Similarly, the terms

eb = enquo(b)
rhs = eval_tidy(eb, env = abbott_env)

captures the thing passed in the variable b (the symbol first in this context) and then evaluates it in the context of abbott_env. Because Abbott has access to objective_truth, it evaluates to the objective_truth value of the symbol first, i.e. the character vector "who".

With the exposition out of the way, I can refactor the code to be more concise

abbott_env =
rlang::child_env(
objective_truth,
%on% = function(a, b) {
quo_text(enquo(a)) == eval_tidy(enquo(b), env = abbott_env)
}
)

Abbott has another function that does return the name of the player, which is name. It can be defined in the following way.

abbott_env =
rlang::child_env(
objective_truth,
%on% = function(a, b) {
quo_text(enquo(a)) == eval_tidy(enquo(b), env = abbott_env)
},
name = function(a) {
eval_tidy(enquo(a), env = abbott_env)
}
)

So now when Abbott evaluates expr(name(first)) the result is the string “who”

rlang::eval_tidy(expr(name(first)), env = abbott_env)
#> [1] "who"

### Costello

Costello on the other hand does not have access to objective_truth but instead exists in an environment of ignorance.

ignorance =
rlang::new_environment(
data=list(first=NULL, idk=TRUE)
)

For Costello, the %on% operator also takes on a different meaning, which is to access the value of the symbol - similar to the name function in Abbott’s environment.

costello_env =
rlang::child_env(
ignorance,
who = function(s) {s},
%on% = function(a, b) {
f = enquo(a)
do.call(eval_tidy(f, costello_env), list(b))
}
)

Because he exists in a stat of ignorance, if he tries to evaluate it in his own environment, he is left wanting

rlang::eval_tidy(expr(who %on% first), env = costello_env)
#> NULL

### The routine

When Costello submits his query - who’s on first - to Abbott, he’s expecting Abbott to evaluate who as the query function, in an environment that has access to objective truth. Here I define such an environment.

questioning_env =
rlang::child_env(objective_truth,
who = function(s) {s},
what = function(s) {s},
nameof = function(s) {s},
%on% = function(a, b) {
f = enquo(a)
do.call(eval_tidy(f), list(b))
}
)

His expectation is

rlang::eval_tidy(expr(who %on% first), env = questioning_env)
#> [1] "who"

Instead, Abbott interprets the question according to his own environment

rlang::eval_tidy(expr(who %on% first), env = abbott_env)
#> [1] TRUE

On the other hand when he asks for the guys name on first he expects the same result as expr(who %on% first) because to him those questions are identical.
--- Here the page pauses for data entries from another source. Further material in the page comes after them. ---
PR #202, opened 2019-10-02
fix global a styles

jasalisbury:

### DIFF
--- a/src/base.scss
+++ b/src/base.scss
@@ -33,6 +33,16 @@ footer {
   flex-shrink: 0;
 }
 
+a {
+  transition: none;
+
+  &:hover {
+    transition: none;
+    background-color: rgba(0,0,0,0);
+    text-decoration: none;
+  }
+}
+
 .main {
   flex-grow: 1;
   background-color: #f9f9f9;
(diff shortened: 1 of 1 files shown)


src/base.scss
```diff
@@ -33,6 +33,16 @@ footer {
...
+a {
+  transition: none;
+
+  &:hover {
+    transition: none;
+    background-color: rgba(0,0,0,0);
+    text-decoration: none;
+  }
+}
+
```
dvogel: Can you add a comment here pointing to the global style that this is meant to override? I'd hate to get to a point where this breaks and someone comes up with a clever but ill-advised workaround.

dvogel:
I hit approve despite the test failures because it looks like those might have to be resolved by unrelated changes on `css-to-va-design-system`. Does anyone know for sure why those tests are failing? It certainly doesn't look like anything related to this PR.

jasalisbury:
> I hit approve despite the test failures because it looks like those might have to be resolved by unrelated changes on `css-to-va-design-system`. Does anyone know for sure why those tests are failing? It certainly doesn't look like anything related to this PR.

Looks to be accessibility failures, which make sense to me with the state of CSS on the developer portal makes the site look wonky.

And in fact Abbott does return the name of the player - “who”.

rlang::eval_tidy(expr(name(first)), env = abbott_env)
#> [1] "who"

But - and here in lies the humor! - that value, “who”, is the name of a symbol that Costello has taken to be a function.

### conclusion

The classic comedy bit Who’s on First is a textbook example of the concepts that underlie non-standard evaluation and computing on the language - namely that values (e.g. “who”) can be interpreted as symbols that have varying meaning depeding on the evaluation environment. Thinking through the bit helps us build a mental model for the meta-programming features of languages such as R.